* Exercise requirements: Write out the following listing's lines from the one with "Show sync button" to the one with "perm true2 after", exactly, with both included and no others.

── Data records

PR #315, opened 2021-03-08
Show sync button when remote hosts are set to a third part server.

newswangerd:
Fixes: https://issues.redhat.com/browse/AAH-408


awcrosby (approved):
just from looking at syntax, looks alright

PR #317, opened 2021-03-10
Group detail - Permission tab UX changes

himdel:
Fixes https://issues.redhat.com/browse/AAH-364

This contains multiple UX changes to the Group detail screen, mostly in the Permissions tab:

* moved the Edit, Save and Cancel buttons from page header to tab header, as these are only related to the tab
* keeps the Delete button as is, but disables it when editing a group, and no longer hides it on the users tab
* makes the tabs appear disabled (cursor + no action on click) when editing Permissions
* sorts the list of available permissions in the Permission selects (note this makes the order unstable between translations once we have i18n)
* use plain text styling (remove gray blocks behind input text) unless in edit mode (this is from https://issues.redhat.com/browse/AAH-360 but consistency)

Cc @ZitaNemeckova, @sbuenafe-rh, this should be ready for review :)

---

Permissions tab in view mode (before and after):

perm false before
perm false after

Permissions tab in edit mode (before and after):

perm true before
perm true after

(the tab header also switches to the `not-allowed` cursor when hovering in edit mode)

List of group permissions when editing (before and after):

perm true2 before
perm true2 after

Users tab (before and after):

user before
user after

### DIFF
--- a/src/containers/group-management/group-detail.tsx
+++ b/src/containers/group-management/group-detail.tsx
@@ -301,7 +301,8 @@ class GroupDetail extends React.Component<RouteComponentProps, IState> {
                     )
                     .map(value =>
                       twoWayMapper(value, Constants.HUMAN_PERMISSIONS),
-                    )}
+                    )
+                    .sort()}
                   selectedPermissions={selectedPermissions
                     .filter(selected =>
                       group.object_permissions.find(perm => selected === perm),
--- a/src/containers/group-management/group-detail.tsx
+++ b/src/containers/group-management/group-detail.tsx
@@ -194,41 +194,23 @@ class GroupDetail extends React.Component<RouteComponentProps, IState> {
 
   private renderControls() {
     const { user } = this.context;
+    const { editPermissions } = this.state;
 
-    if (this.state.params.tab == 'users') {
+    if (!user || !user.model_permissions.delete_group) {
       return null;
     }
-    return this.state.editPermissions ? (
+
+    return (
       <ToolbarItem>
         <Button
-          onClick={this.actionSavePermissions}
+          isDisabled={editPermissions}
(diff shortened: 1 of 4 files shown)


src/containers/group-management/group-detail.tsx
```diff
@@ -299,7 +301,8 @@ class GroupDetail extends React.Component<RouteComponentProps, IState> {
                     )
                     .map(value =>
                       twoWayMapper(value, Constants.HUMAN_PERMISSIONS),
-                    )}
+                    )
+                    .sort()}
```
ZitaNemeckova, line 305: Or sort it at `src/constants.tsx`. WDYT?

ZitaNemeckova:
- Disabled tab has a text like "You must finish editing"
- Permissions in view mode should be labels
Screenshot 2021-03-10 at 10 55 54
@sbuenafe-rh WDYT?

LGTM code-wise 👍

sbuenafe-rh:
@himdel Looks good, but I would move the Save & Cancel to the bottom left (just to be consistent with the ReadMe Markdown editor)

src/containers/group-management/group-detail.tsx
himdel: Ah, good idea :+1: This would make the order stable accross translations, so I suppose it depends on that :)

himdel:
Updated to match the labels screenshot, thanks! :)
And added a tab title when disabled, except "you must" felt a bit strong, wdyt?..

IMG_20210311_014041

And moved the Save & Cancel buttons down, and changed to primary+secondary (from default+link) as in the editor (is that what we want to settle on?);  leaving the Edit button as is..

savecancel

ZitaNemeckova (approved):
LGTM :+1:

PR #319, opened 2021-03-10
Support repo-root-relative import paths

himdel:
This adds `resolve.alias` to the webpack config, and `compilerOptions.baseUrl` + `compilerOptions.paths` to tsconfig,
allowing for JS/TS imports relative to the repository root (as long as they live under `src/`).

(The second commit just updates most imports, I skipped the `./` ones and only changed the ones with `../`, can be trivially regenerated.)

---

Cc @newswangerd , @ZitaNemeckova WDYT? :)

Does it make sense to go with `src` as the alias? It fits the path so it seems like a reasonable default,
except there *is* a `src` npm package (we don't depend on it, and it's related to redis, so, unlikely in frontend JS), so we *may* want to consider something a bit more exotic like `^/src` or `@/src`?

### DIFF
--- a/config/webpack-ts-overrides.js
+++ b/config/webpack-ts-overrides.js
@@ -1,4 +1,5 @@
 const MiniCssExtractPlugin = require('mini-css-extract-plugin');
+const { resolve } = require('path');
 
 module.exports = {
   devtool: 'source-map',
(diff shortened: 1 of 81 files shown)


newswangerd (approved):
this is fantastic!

────

* Written solution:
Show sync button when remote hosts are set to a third part server.

newswangerd:
Fixes: https://issues.redhat.com/browse/AAH-408


awcrosby (approved):
just from looking at syntax, looks alright

PR #317, opened 2021-03-10
Group detail - Permission tab UX changes

himdel:
Fixes https://issues.redhat.com/browse/AAH-364

This contains multiple UX changes to the Group detail screen, mostly in the Permissions tab:

* moved the Edit, Save and Cancel buttons from page header to tab header, as these are only related to the tab
* keeps the Delete button as is, but disables it when editing a group, and no longer hides it on the users tab
* makes the tabs appear disabled (cursor + no action on click) when editing Permissions
* sorts the list of available permissions in the Permission selects (note this makes the order unstable between translations once we have i18n)
* use plain text styling (remove gray blocks behind input text) unless in edit mode (this is from https://issues.redhat.com/browse/AAH-360 but consistency)

Cc @ZitaNemeckova, @sbuenafe-rh, this should be ready for review :)

---

Permissions tab in view mode (before and after):

perm false before
perm false after

Permissions tab in edit mode (before and after):

perm true before
perm true after

(the tab header also switches to the `not-allowed` cursor when hovering in edit mode)

List of group permissions when editing (before and after):

perm true2 before
perm true2 after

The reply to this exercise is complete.